RECORDS FOR PROCESSING
*** Begin section ***

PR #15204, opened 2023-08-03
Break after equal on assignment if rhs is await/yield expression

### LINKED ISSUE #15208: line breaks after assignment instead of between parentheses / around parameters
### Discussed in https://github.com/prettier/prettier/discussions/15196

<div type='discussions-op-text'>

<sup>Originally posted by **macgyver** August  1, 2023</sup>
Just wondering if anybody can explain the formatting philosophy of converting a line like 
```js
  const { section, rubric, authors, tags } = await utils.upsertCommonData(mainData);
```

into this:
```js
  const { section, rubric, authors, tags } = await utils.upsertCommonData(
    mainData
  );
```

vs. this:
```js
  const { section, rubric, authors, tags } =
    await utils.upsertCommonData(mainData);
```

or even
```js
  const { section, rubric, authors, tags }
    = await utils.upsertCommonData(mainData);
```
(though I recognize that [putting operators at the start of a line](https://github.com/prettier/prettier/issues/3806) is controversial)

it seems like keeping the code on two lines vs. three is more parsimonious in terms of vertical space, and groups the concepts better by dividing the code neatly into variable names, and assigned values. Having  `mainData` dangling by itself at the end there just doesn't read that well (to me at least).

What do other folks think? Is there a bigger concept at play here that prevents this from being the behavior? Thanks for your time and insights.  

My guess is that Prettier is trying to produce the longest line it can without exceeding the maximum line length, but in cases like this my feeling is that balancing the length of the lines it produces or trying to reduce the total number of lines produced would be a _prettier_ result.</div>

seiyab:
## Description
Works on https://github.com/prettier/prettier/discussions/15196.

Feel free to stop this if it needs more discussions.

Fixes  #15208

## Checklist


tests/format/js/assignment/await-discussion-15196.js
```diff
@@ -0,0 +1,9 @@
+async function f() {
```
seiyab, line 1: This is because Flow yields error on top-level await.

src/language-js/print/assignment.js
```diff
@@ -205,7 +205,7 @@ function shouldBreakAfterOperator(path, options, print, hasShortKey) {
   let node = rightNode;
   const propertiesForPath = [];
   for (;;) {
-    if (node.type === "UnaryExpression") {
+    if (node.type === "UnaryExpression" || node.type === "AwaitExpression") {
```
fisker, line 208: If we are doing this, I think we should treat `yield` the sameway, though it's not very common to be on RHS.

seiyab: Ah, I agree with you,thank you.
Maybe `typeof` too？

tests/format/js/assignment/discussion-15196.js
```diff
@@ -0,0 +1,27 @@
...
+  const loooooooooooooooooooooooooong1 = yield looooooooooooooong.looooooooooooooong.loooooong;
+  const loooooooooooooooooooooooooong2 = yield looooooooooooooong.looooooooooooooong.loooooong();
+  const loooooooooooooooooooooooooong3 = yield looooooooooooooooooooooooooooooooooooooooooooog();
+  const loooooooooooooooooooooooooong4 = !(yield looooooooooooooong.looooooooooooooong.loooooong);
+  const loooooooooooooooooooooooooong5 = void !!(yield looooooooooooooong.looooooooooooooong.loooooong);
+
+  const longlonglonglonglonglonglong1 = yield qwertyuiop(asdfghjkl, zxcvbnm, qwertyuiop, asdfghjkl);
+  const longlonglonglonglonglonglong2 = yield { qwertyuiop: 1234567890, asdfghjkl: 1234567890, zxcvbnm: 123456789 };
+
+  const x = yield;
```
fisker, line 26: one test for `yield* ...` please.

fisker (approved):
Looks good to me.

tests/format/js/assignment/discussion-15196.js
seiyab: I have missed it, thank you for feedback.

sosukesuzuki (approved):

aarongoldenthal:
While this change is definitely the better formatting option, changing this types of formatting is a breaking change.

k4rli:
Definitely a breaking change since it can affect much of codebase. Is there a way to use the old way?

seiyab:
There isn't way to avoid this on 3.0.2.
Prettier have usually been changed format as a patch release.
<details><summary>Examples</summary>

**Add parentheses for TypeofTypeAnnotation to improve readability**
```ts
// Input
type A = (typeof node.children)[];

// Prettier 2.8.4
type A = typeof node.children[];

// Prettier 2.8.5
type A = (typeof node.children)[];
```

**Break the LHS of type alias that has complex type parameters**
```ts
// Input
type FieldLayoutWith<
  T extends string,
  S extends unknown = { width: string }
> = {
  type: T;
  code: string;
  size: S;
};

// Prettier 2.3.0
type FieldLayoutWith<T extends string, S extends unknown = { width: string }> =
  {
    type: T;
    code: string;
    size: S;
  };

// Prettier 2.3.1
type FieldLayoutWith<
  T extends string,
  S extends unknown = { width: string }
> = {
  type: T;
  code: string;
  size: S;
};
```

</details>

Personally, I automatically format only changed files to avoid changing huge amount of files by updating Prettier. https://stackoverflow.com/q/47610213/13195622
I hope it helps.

*** End section ***

PROMPT
Wherever the string "discussions" turns up in the material, copy the whole line.

FINAL ANSWER
### Discussed in https://github.com/prettier/prettier/discussions/15196
<div type='discussions-op-text'>
Works on https://github.com/prettier/prettier/discussions/15196.
Feel free to stop this if it needs more discussions.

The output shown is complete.